[SPARK-27658][SQL] Add FunctionCatalog API

## What changes were proposed in this pull request?

This adds a new API for catalog plugins that exposes functions to Spark. The API can list and load functions. This does not include create, delete, or alter operations.
- [Design Document](https://docs.google.com/document/d/1PLBieHIlxZjmoUB0ERF-VozCRJ0xw2j3qKvUNWpWA2U/edit?usp=sharing)
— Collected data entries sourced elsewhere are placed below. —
PR #1533, opened 2025-01-30
Fix: Set Obot dark mode icon to blue

cjellick:
We use invert logic when an agent doesn't have an explicit dark icon
set. Generally, this should be fine, but for obot, we want the dark mode
to be blue, not the orange, which is the inversion of blue.


g-linville (approved):

StrongMonkey (approved):

sangee2004:
This issue is addressed when testing with latest builds.

User ui
Screenshot 2025-01-30 at 11 42 39 AM
Admin ui
Screenshot 2025-01-30 at 11 42 10 AM

Issue #4563, opened 2025-10-08
Multiline sensitive field does not grow with entered text and using down arrow results in bad user experience.


sangee2004:
**Describe the bug**
Multiline sensitive field does not grow with entered text and using up/down arrow results in bad user experience.

**To Reproduce**
1. Connect with `BigQuery Toolbox` mcp server
2. Try to copy credentials to `Google Application Credentials` field which is more than 3 lines

Notice that the field itself shows only 3 lines . Using down arrow does not result in more lines being shown.
If i try to delete few lines , i start seeing some red dotted lines.

https://www.loom.com/share/7d8d57c580414807b3aba4464db88495?sid=b88d003f-3af4-4a97-9541-f7fdd8a5fad3

**Expected behavior**
Multiline sensitive field should  grow with entered text up to certain number of lines. After this user should be able to scroll thru the contents of this field.

sangee2004:
@ryu-man When testing with latest build- [v0.0.0-dev+75b14879](https://github.com/obot-platform/obot/commit/75b14879) , Copying multi line texts into sensitive field results in  UI to be  completely broken with text overflowing across many fields.

The text i tried to copy over in this case:
```
test1
test2
test3
test4
test5
test6
test7
test8
test9
```


<img width="708" height="734" alt="Image" src="https://github.com/user-attachments/assets/a95f5319-0714-469f-bfdd-3adaf95f2b80" />

ryu-man:
@sangee2004 This is how it looks on my side. works properly! Which browser are you using? Can you make sure to clear the cache and try again?

<img width="881" height="891" alt="Image" src="https://github.com/user-attachments/assets/1c611eef-47c1-4896-8acf-4817b33c5f11" />

sangee2004:
@ryu-man I am testing in chrome browser in MAC laptop.
Chrome Version - `141.0.7390.66 (Official Build) (arm64)`

sangee2004:
@ryu-man When testing with latest builds,  copying multi line texts into sensitive field results in text growing as expected and no overflows.

But i still see some red dotted lines show up.

<img width="892" height="754" alt="Image" src="https://github.com/user-attachments/assets/54f1e002-78ef-47c1-8b38-6137a713678a" />

Sending it over to you to follow up on this.

PR #4614, opened 2025-10-13
fix: improve multilines ux for sensitive textarea component

ryu-man:
Addresses #4563 

- Preserves all whitespace characters so original text and masked text break at the same point.
- Sync scroll position


ivyjeong13:
Sorry accidentally pushed commit to this branch, reset and removed it!

ryu-man:
No worries.

PR #4652, opened 2025-10-14
feat: support catalog yaml field `prefix`

tybalex:
https://github.com/obot-platform/mcp-catalog/issues/260
Add optional prefix field `prefix` to MCPHeader/MCPEnv for auto-prepending values like `Bearer `. This applies to multiple MCP Servers.

### DIFF
--- a/pkg/mcp/types.go
+++ b/pkg/mcp/types.go
@@ -64,7 +64,7 @@ func expandEnvVars(text string, credEnv map[string]string, fileEnvVars map[strin
 // applyPrefix adds a prefix to a value if the value doesn't already start with it.
 // Returns the original value if prefix is empty or if value already starts with the prefix.
 func applyPrefix(value, prefix string) string {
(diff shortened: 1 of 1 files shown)


pkg/mcp/types.go
```diff
@@ -60,6 +61,15 @@ func expandEnvVars(text string, credEnv map[string]string, fileEnvVars map[strin
 	})
 }
 
+// applyPrefix adds a prefix to a value if the value doesn't already start with it.
+// Returns the original value if prefix is empty or if value already starts with the prefix.
+func applyPrefix(value, prefix string) string {
+	if prefix == "" || value == "" || strings.HasPrefix(value, prefix) {
```
thedadams: nit:
```suggestion
	if value == "" || strings.HasPrefix(value, prefix) {
```

thedadams (approved):

Issue #4566, opened 2025-10-08
`Runs` link for task does not fetch any runs.


sangee2004:
**Describe the bug**
`Runs` link for task does not fetch any runs.

**To Reproduce**
1. As any user with Auditor role , access `Admin Dashboard`
2. Go to `Tasks` and click on `Runs` link for any Task that has runs.

Notice that user is taken to `Task Runs` page with no task runs.

https://www.loom.com/share/cdce678371d546298cfb782d5f38f7df?sid=6718fd33-15ee-4745-a07a-5d85fb68dabe

**Expected behavior**
Should be able to show all the task runs related to this task.

sangee2004:
This issue is addressed when testing with latest build.

PR #4653, opened 2025-10-14
fix: use proper task property to filter table data

ryu-man:
Addresses #4566

### DIFF
--- a/ui/user/src/routes/admin/task-runs/+page.svelte
+++ b/ui/user/src/routes/admin/task-runs/+page.svelte
@@ -39,7 +39,6 @@
 			.filter((entry) => entry[0] !== 'query')
 			.reduce(
 				(acc, [key, value]) => {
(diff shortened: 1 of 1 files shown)


ui/user/src/routes/admin/task-runs/+page.svelte
```diff
@@ -33,7 +33,19 @@
...
 
 	let query = $state(page.url.searchParams.get('query') || '');
-	let urlFilters = $state<Record<string, (string | number)[]>>({});
+	let urlFilters = $derived.by<Record<string, (string | number)[]>>(() => {
+		return page.url.searchParams
+			.entries()
+			.filter((entry) => entry[0] !== 'query')
+			.reduce(
+				(acc, [key, value]) => {
+					console.log(key, value);
```
ivyjeong13: Can drop the debug log here!

Issue #4651, opened 2025-10-14
Okta - User name is not reported (only email is reported)


sangee2004:
**Describe the bug**
OKTA - User name is not reported  (only email is reported)

Pre Req - Have OKTA auth provider set up

**To Reproduce**
1. Log in using OKTA auth provider 

Notice that user name is not reported 

<img width="1110" height="431" alt="Image" src="https://github.com/user-attachments/assets/ef881d58-96ab-4fbd-90a7-a59dba0000a8" />

From okta:

<img width="1036" height="393" alt="Image" src="https://github.com/user-attachments/assets/7cecaa28-b5b1-45db-8ae9-e231973173e3" />

**Expected behavior**
User name should be reported correctly in User profile and user list view

g-linville:
Just merged the fix for this.

sangee2004:
This issue is addressed when testing with latest build

<img width="964" height="386" alt="Image" src="https://github.com/user-attachments/assets/c691521a-0649-40df-95ea-159975a19edb" />

PR #4655, opened 2025-10-14
fix: okta: return proper display names

g-linville:
for https://github.com/obot-platform/obot/issues/4651


g-linville:
made a PR on the wrong repo lol

Issue #4580, opened 2025-10-08
Restarting single user MCP server does not result in MCP server restarting in docker installs


sangee2004:
**Describe the bug**
Restarting single user MCP server does not result in MCP server restarting.

Environment: local docker install
Consistently Reproduces: Yes .
Additional environments attempted in: main ( But this may be relating to capacity issue). Will be testing local k8s deployment to see if it works there in a bit.

**To Reproduce**
1. As any user, connect to Single user MCP server.
2. As admin user . go to MCP Servers page and go to `Deployments and Connections tab`.
3. Select the MCP server instance that was created in step1.
4. Use `Restart` option to restart MCP server instance

Notice that POST call made to `api/mcp-servers/<msid>/restart` from UI succeeds (204 status). But the `Last Restart` or the `Recent Events` reported in Server details page does not indicate that a restart was done.

https://www.loom.com/share/a56ef42a80804e699d283fb854ce5fc9?sid=8738922a-8679-46bd-ad73-f9b8e525029e

**Expected behavior**
MCP server should get restarted successfully.

StrongMonkey:
@sangee2004 I am not able to reproduce this. When clicking on restart, the pod was terminated correctly and new events show up.

<img width="1522" height="996" alt="Image" src="https://github.com/user-attachments/assets/c4e0f4da-512a-4afe-b8f7-94bf5dc2317d" />

StrongMonkey:
One scenario if you are testing with main:

When we do restart, we are doing a gracefully shutdown of deployment which will allow new pod to be created first before terminating old one. If main is running out of capacity, the new one could never come alive and you won't see events and it won't be propably restart due to resource constraints.

sangee2004:
@StrongMonkey I am seeing this issue when testing with my local docker install set up as well as in `main`.

sangee2004:
This issue is addressed when testing with latest build

1 . On docker install , MCP server instance  restart results in restart of the  MCP server docker process as expected.

```
docker ps
CONTAINER ID   IMAGE                                        COMMAND                  CREATED              STATUS             PORTS                       NAMES
5f1c67cf769f   ghcr.io/obot-platform/mcp-images/phat:main   "nanobot run --liste…"   About a minute ago   Up 8 seconds       127.0.0.1:57361->8099/tcp   mcp2f5600909d92b08e2151df489715c36b392846f60779a653c0fb5bb9303b
```
[...]

PR #4660, opened 2025-10-15
Fix: don't check for server.command

StrongMonkey:
For restart deployment, we don't need to check for server.command anymore. This is because for built-in images from mcp-image the command will be built-in. Checking for empty command will fail to restart these deployment.

https://github.com/obot-platform/obot/issues/4580

### DIFF
--- a/pkg/mcp/loader.go
+++ b/pkg/mcp/loader.go
@@ -230,10 +230,9 @@ func (sm *SessionManager) closeClients(id string) {
 // RestartServerDeployment restarts the server in the currently used backend, if the backend supports it.
 // If the backend does not support restarts, then an [ErrNotSupportedByBackend] error is returned.
 func (sm *SessionManager) RestartServerDeployment(ctx context.Context, server ServerConfig) error {
-	if server.Command == "" {
-		return nil
+	if server.Runtime == otypes.RuntimeRemote {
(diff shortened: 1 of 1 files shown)


pkg/mcp/loader.go
```diff
@@ -230,10 +230,6 @@ func (sm *SessionManager) closeClients(id string) {
 // RestartServerDeployment restarts the server in the currently used backend, if the backend supports it.
 // If the backend does not support restarts, then an [ErrNotSupportedByBackend] error is returned.
 func (sm *SessionManager) RestartServerDeployment(ctx context.Context, server ServerConfig) error {
-	if server.Command == "" {
```
thedadams, line 233: I think the original intent of this is to not call the below function for remote MCP servers.

Can we add this back, but change the check to `server.Runtime == types.RuntimeRemote`.

StrongMonkey: We actually check here for remote server
https://github.com/obot-platform/obot/blob/f46f93ced5600e6c9ad599c24f9d2929029df848/pkg/api/handlers/mcp.go#L2050

thedadams: We also need to check here in case this function is used somewhere else.

StrongMonkey: OK, I can add it here.

StrongMonkey: This is added

PR #4662, opened 2025-10-15
chore: make server migrations easier

thedadams:
Since we are using a hash of the server config for container and deployment names, it is possible to orphan these objects as the server configuration evolves.

This change will use a stable name for these objects so that they are updated rather than orphaned.

### DIFF
--- a/pkg/mcp/docker.go
+++ b/pkg/mcp/docker.go
@@ -30,10 +30,14 @@ type dockerBackend struct {
 	baseImage    string
 }
 
-func newDockerBackend(baseImage string) (backend, error) {
+func newDockerBackend(ctx context.Context, baseImage string) (backend, error) {
 	cli, err := client.NewClientWithOpts(client.FromEnv, client.WithAPIVersionNegotiation())
 	if err != nil {
 		return nil, fmt.Errorf("failed to create Docker client: %w", err)
+	}
+
+	if err = cleanupContainersWithOldID(ctx, cli); err != nil {
+		return nil, fmt.Errorf("failed to cleanup containers with old ID: %w", err)
 	}
 
 	return &dockerBackend{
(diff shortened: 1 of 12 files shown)


pkg/mcp/docker.go
```diff
@@ -30,23 +30,52 @@ type dockerBackend struct {
...
+
 	return &dockerBackend{
 		client:       cli,
 		containerEnv: os.Getenv("OBOT_CONTAINER_ENV") == "true",
 		baseImage:    baseImage,
 	}, nil
 }
 
-func (d *dockerBackend) ensureServerDeployment(ctx context.Context, server ServerConfig, id, mcpServerDisplayName, _ string) (ServerConfig, error) {
+func cleanupContainersWithOldID(ctx context.Context, client *client.Client) error {
```
g-linville, line 53: If this is a migration, I think there should be a comment saying so.

g-linville (approved):

pkg/mcp/kubernetes.go
```diff
@@ -47,25 +47,25 @@ func newKubernetesBackend(clientset *kubernetes.Clientset, client kclient.WithWa
...
-	objs, err := k.k8sObjects(id, server, mcpServerDisplayName, mcpServerName)
+	objs, err := k.k8sObjects(server, userID, mcpServerDisplayName, mcpServerName)
 	if err != nil {
-		return ServerConfig{}, fmt.Errorf("failed to generate kubernetes objects for server %s: %w", id, err)
+		return ServerConfig{}, fmt.Errorf("failed to generate kubernetes objects for server %s: %w", server.Scope, err)
 	}
 
-	if err := apply.New(k.client).WithNamespace(k.mcpNamespace).WithOwnerSubContext(id).Apply(ctx, nil, objs...); err != nil {
-		return ServerConfig{}, fmt.Errorf("failed to create MCP deployment %s: %w", id, err)
+	if err := apply.New(k.client).WithNamespace(k.mcpNamespace).WithOwnerSubContext(server.Scope).Apply(ctx, nil, objs...); err != nil {
```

There are 3 types of functions defined:
* A `ScalarFunction` that produces a value for every call
* An `AggregateFunction` that produces a value after updates for a group of rows

Functions loaded from the catalog by name as `UnboundFunction`. Once input arguments are determined `bind` is called on the unbound function to get a `BoundFunction` implementation that is one of the 3 types above. Binding can fail if the function doesn't support the input type. `BoundFunction` returns the result type produced by the function.

## How was this patch tested?

This includes a test that demonstrates the new API.

Closes #24559 from rdblue/SPARK-27658-add-function-catalog-api.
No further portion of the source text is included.